# Fork rake.



## badge118 (Dec 26, 2002)

I know some people will see this as blasphemy but here goes. I current have the MxL. I love the bike, but am looking to shave weight. I have carbon bars, seat post and a light weight stem. I have also ordered the FSA Pro Carbon COmpact Crank with Ti ISIS BB. The only other LARGE weight savings I can see is by swapping the fork, however close to $700.00 seems ridiculous for the Star (currently running a Flash). Now The Alpha Q Sub 3 is by all reports a great fork, weighs less and costs less than $400.00. The issue is rake, the Colnago Rakes per Trial-Tir is 43, I can get a 44 for the Alpha. Would 1 degree of difference really change the handling of the bike, and if so how would 1+ degree alter the handling?


----------



## mhinman (Mar 27, 2004)

*Measured in mm not degrees*

Fork rake is measured in mm not degrees. Draw an imaginary line straight down the center of the steerer tube. The rake is the distance in mm from this line to the center of the wheel axle. A 44 should be fine.


----------



## badge118 (Dec 26, 2002)

mhinman said:


> Fork rake is measured in mm not degrees. Draw an imaginary line straight down the center of the steerer tube. The rake is the distance in mm from this line to the center of the wheel axle. A 44 should be fine.[/QUOTE
> 
> Sorry I said degrees rather than mm. MM is what I met, I work way to much and get far too little sleep . I noticed another possible problem and this was the length of the fork from crown to axle. The Nag fork is shorter in this respect from others by about a full cm. Can't get much more proprietary than that.  All the numbers I am getting right now are from the manufacturer web sites BTW.


----------



## boneman (Nov 26, 2001)

*Should be fine with the 44mm*

Not sure what size your MXL is but the Alpha Q Sub 3 is a nice fork. I have a Star on my C40 and the Alpha on my Vortex. The forks have very similar ride and handling characteristics. I rate them both equally on a subjective basis.

The Alpha is designed to work with the alloy insert which is epoxied into the steerer after the steerer has been cut to size so it helps to have your position dialled in although you can still cut the steerer, with the insert already bonded in, by a further 20mm if needed. It is really quite easy. The most difficult part is waiting for the epoxy to cure.

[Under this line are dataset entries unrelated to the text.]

Issue #82, opened 2025-10-04
Restore Password (Set New Password) desktop


mehalyna:
**Short description:**
Implement the “Restore password / Set new password” desktop flow from the mockups: token parsing from link, secure token verification, new password form with client & server validation, single-use tokens, friendly UX (success, invalid/expired token, resend), logging and tests. 

---
**Original Issue:** https://github.com/Project-Stage-Academy/Forum-PrSt-FullStack/issues/40
**Created by:** mehalyna
**Original creation date:** 2025-10-01T13:02:31Z

PR #173, opened 2025-10-21
Security Docs for Restore Password

kesshich:
Initial version of .md docs for restore password #82


backend/api/authorization/tests/tests.py
```diff
@@ -123,3 +122,35 @@ def test_refresh_token_invalid(self):
...
+        resend_data = {
+            'email': self.email
+        }
+
+        for i in range(6):
+            self.client.post(self.resend_url, resend_data, format='json')
+
+        response = self.client.post(self.resend_url, resend_data, format='json')
+
+        self.assertEqual(response.status_code, status.HTTP_429_TOO_MANY_REQUESTS)
```
mehalyna, line 156: Tests in tests.py expect throttling to trigger after 6 attempts, but COMMON_REDIS_THROTTLE_RATE is set to 50 in settings. The throttle implementation reads the setting and will therefore not return 429 as tests expect.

FWIW, I'd stick with the Flash. You're only going to save 100 gr. or so (Alpha Sub 3 weight is w/o the required insert). I have a Colnago Tecnos with a threadless Prescia steel fork, and the stiff connectiion from a steel steerer is unmatched IMHO. I also had an alloy steerer on a Pesenti (Mizuno) fork on a steel custom and it was more direct feeling than the carbon steerer forks. If you must have the weight savings, the Alpha's a good choice but if it were my ride, I'd keep the Flash.



badge118 said:


> mhinman said:
> 
> 
> > Fork rake is measured in mm not degrees. Draw an imaginary line straight down the center of the steerer tube. The rake is the distance in mm from this line to the center of the wheel axle. A 44 should be fine.[/QUOTE
> ...


----------